TASK DETAILS →
Find every line in the data that contains the word "args". Return each of those lines.
━━━━━━
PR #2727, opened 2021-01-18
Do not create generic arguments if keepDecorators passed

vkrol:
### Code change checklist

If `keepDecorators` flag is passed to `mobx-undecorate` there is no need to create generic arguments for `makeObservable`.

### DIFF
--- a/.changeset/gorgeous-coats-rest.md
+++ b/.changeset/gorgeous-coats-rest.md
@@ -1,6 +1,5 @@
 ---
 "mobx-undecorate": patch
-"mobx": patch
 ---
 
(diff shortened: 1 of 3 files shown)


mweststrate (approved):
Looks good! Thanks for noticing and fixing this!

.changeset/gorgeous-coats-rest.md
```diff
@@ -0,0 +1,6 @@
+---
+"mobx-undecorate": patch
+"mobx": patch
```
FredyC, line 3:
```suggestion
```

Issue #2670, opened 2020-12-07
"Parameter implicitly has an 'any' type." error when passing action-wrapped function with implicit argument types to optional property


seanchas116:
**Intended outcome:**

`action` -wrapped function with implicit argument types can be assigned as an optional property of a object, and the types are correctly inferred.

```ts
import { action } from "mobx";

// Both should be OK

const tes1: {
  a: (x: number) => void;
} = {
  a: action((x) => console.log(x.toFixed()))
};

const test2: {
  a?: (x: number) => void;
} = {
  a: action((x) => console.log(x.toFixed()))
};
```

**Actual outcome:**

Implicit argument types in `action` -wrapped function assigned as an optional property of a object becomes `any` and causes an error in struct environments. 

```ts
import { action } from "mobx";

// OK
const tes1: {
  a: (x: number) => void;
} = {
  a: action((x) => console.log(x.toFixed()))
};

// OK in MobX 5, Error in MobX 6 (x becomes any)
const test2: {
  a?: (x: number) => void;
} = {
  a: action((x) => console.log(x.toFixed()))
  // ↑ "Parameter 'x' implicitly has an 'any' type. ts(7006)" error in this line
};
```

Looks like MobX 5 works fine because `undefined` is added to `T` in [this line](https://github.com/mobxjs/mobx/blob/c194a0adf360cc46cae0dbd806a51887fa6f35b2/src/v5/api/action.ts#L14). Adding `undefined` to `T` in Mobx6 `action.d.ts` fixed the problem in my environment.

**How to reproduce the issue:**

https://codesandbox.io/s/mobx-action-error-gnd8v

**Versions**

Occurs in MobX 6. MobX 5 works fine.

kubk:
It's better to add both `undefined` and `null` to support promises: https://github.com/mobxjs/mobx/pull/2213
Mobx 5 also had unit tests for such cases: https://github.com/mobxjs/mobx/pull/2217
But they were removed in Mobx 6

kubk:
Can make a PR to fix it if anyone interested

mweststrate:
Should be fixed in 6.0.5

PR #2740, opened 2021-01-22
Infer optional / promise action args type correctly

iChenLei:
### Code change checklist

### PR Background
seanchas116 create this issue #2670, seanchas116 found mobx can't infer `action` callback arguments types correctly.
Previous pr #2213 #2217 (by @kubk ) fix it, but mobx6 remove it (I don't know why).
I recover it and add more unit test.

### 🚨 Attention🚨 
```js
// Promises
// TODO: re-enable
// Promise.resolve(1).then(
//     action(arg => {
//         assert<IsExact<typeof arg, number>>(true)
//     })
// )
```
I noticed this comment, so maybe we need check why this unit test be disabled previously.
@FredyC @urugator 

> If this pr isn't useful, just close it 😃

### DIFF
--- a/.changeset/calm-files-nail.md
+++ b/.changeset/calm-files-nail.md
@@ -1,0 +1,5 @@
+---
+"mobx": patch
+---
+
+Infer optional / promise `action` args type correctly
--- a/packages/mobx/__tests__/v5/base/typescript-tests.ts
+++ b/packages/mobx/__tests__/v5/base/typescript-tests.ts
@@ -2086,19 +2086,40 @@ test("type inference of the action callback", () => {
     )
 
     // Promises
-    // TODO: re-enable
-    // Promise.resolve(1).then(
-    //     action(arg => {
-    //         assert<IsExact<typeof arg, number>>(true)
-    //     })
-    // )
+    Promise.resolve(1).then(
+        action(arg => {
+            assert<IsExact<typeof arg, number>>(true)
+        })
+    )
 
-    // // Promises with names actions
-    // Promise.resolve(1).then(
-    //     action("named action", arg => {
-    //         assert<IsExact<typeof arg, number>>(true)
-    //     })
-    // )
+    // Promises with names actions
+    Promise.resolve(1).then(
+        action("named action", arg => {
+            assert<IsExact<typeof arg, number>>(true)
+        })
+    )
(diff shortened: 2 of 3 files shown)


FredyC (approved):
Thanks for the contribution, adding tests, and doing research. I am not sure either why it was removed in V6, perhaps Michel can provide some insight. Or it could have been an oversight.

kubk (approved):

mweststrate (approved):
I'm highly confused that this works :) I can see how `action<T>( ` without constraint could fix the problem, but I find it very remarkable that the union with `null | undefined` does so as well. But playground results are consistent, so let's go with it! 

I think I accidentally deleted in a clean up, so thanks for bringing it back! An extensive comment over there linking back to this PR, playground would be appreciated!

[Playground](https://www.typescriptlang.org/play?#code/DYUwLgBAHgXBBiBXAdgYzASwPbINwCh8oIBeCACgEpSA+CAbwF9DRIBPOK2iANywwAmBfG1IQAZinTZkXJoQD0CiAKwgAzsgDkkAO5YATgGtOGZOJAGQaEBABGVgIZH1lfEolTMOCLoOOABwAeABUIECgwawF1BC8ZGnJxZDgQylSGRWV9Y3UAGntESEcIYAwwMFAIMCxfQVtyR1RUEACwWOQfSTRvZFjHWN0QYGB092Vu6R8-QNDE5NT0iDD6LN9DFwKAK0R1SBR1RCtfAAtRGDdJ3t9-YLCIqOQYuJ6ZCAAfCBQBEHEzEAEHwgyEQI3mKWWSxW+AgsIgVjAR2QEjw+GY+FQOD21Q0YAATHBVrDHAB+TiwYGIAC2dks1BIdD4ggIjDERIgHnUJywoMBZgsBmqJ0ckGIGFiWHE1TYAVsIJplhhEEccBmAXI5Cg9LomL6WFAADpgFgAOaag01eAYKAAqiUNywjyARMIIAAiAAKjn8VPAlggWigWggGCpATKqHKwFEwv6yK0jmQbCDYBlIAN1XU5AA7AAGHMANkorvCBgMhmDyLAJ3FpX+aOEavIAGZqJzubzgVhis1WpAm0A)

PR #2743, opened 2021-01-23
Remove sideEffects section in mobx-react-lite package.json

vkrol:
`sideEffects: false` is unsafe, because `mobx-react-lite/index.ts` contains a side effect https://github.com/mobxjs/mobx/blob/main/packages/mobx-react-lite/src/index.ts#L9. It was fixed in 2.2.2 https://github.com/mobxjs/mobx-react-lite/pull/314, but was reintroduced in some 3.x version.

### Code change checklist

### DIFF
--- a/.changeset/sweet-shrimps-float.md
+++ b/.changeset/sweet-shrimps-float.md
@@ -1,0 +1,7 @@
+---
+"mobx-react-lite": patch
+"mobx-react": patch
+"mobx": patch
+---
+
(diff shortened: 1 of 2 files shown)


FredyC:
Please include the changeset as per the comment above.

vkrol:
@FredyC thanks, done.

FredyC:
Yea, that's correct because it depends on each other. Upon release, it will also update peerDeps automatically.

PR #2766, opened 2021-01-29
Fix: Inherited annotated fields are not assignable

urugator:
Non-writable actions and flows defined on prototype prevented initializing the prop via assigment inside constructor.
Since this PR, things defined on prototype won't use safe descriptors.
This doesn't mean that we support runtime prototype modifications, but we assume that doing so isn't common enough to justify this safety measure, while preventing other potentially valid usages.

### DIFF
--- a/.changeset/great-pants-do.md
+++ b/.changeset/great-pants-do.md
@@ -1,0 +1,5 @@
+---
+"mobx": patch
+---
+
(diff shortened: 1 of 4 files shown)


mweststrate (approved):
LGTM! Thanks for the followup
━━━━━━
YOUR RESPONSE →
Infer optional / promise action args type correctly
+Infer optional / promise `action` args type correctly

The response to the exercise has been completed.